Я беспокойно огляделся. Пивная примыкала к бакалейной лавке для чернокожих; скорее всего я оказался в старом городе, где-нибудь на Либерти-стрит, в одном из тех заведений, которые, по мнению балтиморской прессы, давно следовало бы закрыть по причине разлагающего влияния на низшие слои общества и подстрекательство к бунтам. В углу с видом заговорщиков сидели два мулата; один то и дело косился на меня. Я стал смотреть в другую сторону. Подозрительные взгляды прочих завсегдатаев не заставили себя ждать. И не потому, что я белый, — в пивной мелькали белые бедняки, делившие трапезу и вино с чернокожими; нет, по моему виду было ясно, что я попал в беду.
— Тут вам опасаться нечего, мистер Кларк, — с неподходящим к ситуации спокойствием произнес Эдвин. — Обсушитесь покамест, согрейтесь, отдохните.
— Помогая мне, ты ставишь свою жизнь под удар. Зачем? Ты ведь совсем не знаешь меня.

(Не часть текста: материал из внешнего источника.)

PR #2683, opened 2015-02-02
Generating thumbs route

CarsonF:
Depends on https://github.com/bolt/bolt-thumbs/pull/16


bobdenotter:
Good to go!

rarila:
@bobdenotter It's unredable and simply a possible source of errors if you have to count %s and simply another unnecessary function call for no reason that's 2,5 times slower. :scream_cat:

rarila:
@CarsonF Thanks :+1:  :-)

— Тут вы правы, мистер Кларк. Ну так я и не ради вас стараюсь, а в память человека, которого хорошо знал, — Эдгара По.
Я вгляделся в резкие, правильные черты темного лица. Наверное, чуть за сорок; из-за морщин можно дать больше. Вот только этот блеск в глазах — беспокойный, обычно спрятанный под полуопущенными веками юношеский блеск.
— Ты знал Эдгара По?
— Да, еще прежде, чем освободился.
— Так ты был рабом?
— Был. — Эдвин задержал взгляд на моем лице, раздумчиво кивнул. — Я был рабом мистера По.
Более двадцати лет назад Эдвин Хокинс был домашним рабом родственника Марии Клемм. Миссис Клемм, которую По называл Мамочкой, доводилась ему родной теткой по отцу, а когда он женился на юной Сисси, Мария Клемм стала ему заодно и тещей. После смерти хозяина Эдвина все рабы перешли в собственность миссис Клемм, тогда жившей в Балтиморе.
Приблизительно в это время Эдгар По бросил военную службу. Из форта Монро, что в Виргинии, он прибыл в чине сержант-майора и в уверенности, что отныне он — поэт, надо только завершить поэму «Аль-Аарааф», начатую еще в казарме. Процедура увольнения из армии была длительная и изнуряющая, Эдгару По требовалось официальное согласие сразу двух сторон, от которых он почти полностью зависел, а именно — его покровителя Джона Аллана и армейского начальства. Когда с бумажной волокитой было покончено, По временно поселился с миссис Клемм, увеличив немаленькую семью. Эдди, как его тогда называли, в армии значился под именем Эдгар А. Перри (молодой раб слышал, как По просил миссис Клемм поискать письмо на это имя). Причина? Пожалуйста — молодой поэт надеялся порвать связи с мистером Алланом, который не желал финансировать издание его стихов.
Итак, свободный от требований мистера Аллана и от армейской службы, Эдгар По освободился заодно и от всякой финансовой поддержки, и от помощи в обретении своего места в мире.